A cidade dormiu e amanheceu silenciosa. Em todas as partes, havia desenhos e frases nos muros, alguns bonitos, outros feios. A maioria sem sentido para quem vê. Mas havia mensagens, deixadas para o público a céu aberto e sob a luz do Sol, mas com significados escondidos mais fundo que as pedras de asfalto. Uma figura peculiar deixara sua mensagem para os nova-iorquinos, algo simples, M. Um M grafitado em um muro de grande avenida. Ao passar pelo desenho, muitos ignoraram. Outros apenas chacoalharam os ombros, mas um garoto tocou a letra, sentindo os dedos sujos pela tinta ainda fresca. Não era a primeira vez que se deparava com o desenho floreado de tinta spray, e já vira outras letras nos muros, mas nada que tivesse sentido óbvio. Seguiu seu caminho, divagando sobre a história do M.
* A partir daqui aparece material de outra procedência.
PR #77, opened 2017-03-20
Fix dep config init

jessepeterson:


serve.go
```diff
@@ -488,7 +488,7 @@ func (c *config) depClient() (dep.Client, error) {
 			AccessSecret:   "AS_c31afd7a09691d83548489336e8ff1cb11b82b6bca13f793344496a556b1f4972eaff4dde6deb5ac9cf076fdfa97ec97699c34d515947b9cf9ed31c99dded6ba",
 		}
 	} else {
-		conf = &dep.Config{}
+		boltConf = new(dep.Config)
```
groob: Remove the else and declare it at the top of the bolt View func.

serve.go
```diff
@@ -507,6 +507,9 @@ func (c *config) depClient() (dep.Client, error) {
 		if err != nil {
 			return err
 		}
+		if !depsim {
+			conf = boltConf
+		}
```
groob: Instead of doing this check, assign every value to `boltConf` below, and then set `conf = boltConf`. if theres nothing in the bucket we would've bailed already.

serve.go
jessepeterson: The else is to avoid two potential initializations. Also bolt docs say to do as little as humanly possible inside the txn funcs so I init outside the txn. I'll defer to you, though.

serve.go
jessepeterson: Roger, this makes sense.

serve.go
groob: ok I think that makes sense.

PR #111, opened 2017-03-22
Fix panic where popFirst() can return nil

jessepeterson:
We were immediately using the nil pointer afterwards.


groob:
Well that's a fail on my part! This is why tests/code review should be rigorous :)

jessepeterson:
There is a test case (sorta). I sent an invalid InstallApplication command: literally just the UDID and the request_type (no manifest or anything).

Issue #85, opened 2017-03-20
provide consistent logging throughout the app


groob:
Right now we `fmt.Pritnf` or `log.Printf` where convenient, but that's not a sustainable strategy longterm. 

How logging should be implemented: 
Use the go-kit log package, it's great
https://github.com/go-kit/kit/tree/master/log

the log should provide a separate [context](https://github.com/go-kit/kit/tree/master/log#contextual-loggers) for each component and two logging levels configurable by the user: `debug`(a firehose of data useful for debugging/development) and `info` which will be the default logging mode. 

Labelling this as `beginner-friendly`. We'll have to think holistically about logging through the app, but pretty much anyone is welcome to take any `.go` file and improve logging by switching the fmt/stdlib logging to a go kit logger. :)

PR #112, opened 2017-03-22
Log all HTTP requests with gorilla handlers.CombinedLoggingHandler

jessepeterson:
This should also support #85.

### DIFF
--- a/serve.go
+++ b/serve.go
@@ -32,6 +32,7 @@ import (
 	"github.com/go-kit/kit/endpoint"
 	"github.com/go-kit/kit/log"
 	httptransport "github.com/go-kit/kit/transport/http"
+	"github.com/gorilla/handlers"
 	"github.com/gorilla/mux"
 	"github.com/pkg/errors"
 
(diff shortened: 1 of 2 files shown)


jessepeterson:
_Supports_ 85, but doesn't solve it — lots more to consistent logging than this. :)

groob:
This is a good start for sure 👍 

I'd like to eventually have all logging be key/value with https://github.com/go-kit/kit/tree/master/log#contextual-loggers

But the gorilla handlers are great for familiar http logs.

serve.go
```diff
@@ -177,6 +178,7 @@ func serve(args []string) error {
 	} else {
 		handler = r
 	}
+	handler = handlers.CombinedLoggingHandler(os.Stdout, handler)
```
groob: The other logger here goes to stderr
https://github.com/micromdm/micromdm/blob/472d416791f9ef822a6601763b0a6ffbc7c4b022/serve.go#L80

Thoughts on one or the other?

jessepeterson:
Yep. Part of the thought process is to help folks wrap heads around the typical MDM exchanges of enrollment, checkin, etc. Familiar-looking logs helps that. :)

serve.go
jessepeterson: Yeah, I saw that. Generally stdout = normal, stderr = errors. But for a long-running daemon those conventions are sorta.. I dunno.

Eventually of course the logging framework should be flexible enough to log to file, network, API, blah blah blah.

Issue #110, opened 2017-03-22
define user interface(CLI) to communicate with server


groob:
Old slack convos don't necessarily make for a great RFC, but this convo from october is a good refresher of where we'd like things to go :)
![screenshot 2017-03-22 00 04 35](https://cloud.githubusercontent.com/assets/1526945/24181747/6a65a230-0e93-11e7-8814-ad1d50ba1ba3.png)
![screenshot 2017-03-22 00 05 20](https://cloud.githubusercontent.com/assets/1526945/24181752/718284a2-0e93-11e7-8c0e-6f59e1300ff5.png)

PS: I really like that profile syntax.

Issue #82, opened 2017-03-20
add list/describe/get command to mange devices


groob:
Need to implement the following commands:
- `micromdm list devices` which will print out a list of devices with a format like below and some flags to filter devices. 
```
UDID     SerialNumber    EnrollmentStatus    LastSeen
```

- `micromdm describe devices -serial=SERIAL` 
Which will print a detailed view of a device. 

And finally:

- `micromdm get devices -serial=SERIAL -o=json` and get a JSON output of the device.

groob:
`get` was added in #129. 
`list` doesn't need to be there because get 1 vs get is just some filtering by udid/serial.

PR #114, opened 2017-03-22
[WIP] add list devices api

groob:
this is the beginning of #110 and #82.

Using the example here: https://github.com/go-kit/kit/tree/master/examples/addsvc

### DIFF
--- a/cmd/mdmctl/list.go
+++ b/cmd/mdmctl/list.go
@@ -1,0 +1,59 @@
+package main
+
+import (
+	"context"
+	"errors"
+	"fmt"
+	"os"
+	"text/tabwriter"
+
+	"github.com/go-kit/kit/log"
+	"github.com/micromdm/micromdm/core/list"
+)
+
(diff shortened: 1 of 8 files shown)


groob:
Lots of hacks in this PR. I ended up leaving grpc out of it because I didn't want to bind the server on multiple ports just to satisfy some endpoints. 
JSON over HTTP also feels like a simpler barrier to entry for most folks. 
This is the end result over http right now:
```
groob$ mdmctl list devices
UDID                                  SerialNumber  EnrollmentStatus  LastSeen
FA01680E-98CA-5557-8F59-7716ECFEE964  C026R7GXG7L2  true              0001-01-01 00:00:00 +0000 UTC
                                      C02ZD7GXW7R2  false             0001-01-01 00:00:00 +0000 UTC
```

I'll be merging this shortly and iterate from there on the `mdmctl` binary independently from the serverside APIs.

No dia seguinte, havia outra letra desenhada no muro, um A. O rapaz observou a sílaba, sem chegar a nenhuma conclusão. A cada dia, novas letras surgiam no muro, formando uma palavra, MACUSA. O que seria aquilo? Curioso, o menino, de nome Credence, procurou por “letras miúdas” que pudesse haver no grafite, mas nada estava escondido nas entrelinhas. Os dias se passavam como se nada tivesse mudado em Nova York, exceto pela palavra MACUSA, que se proliferou pelos muros e paredes suburbanos.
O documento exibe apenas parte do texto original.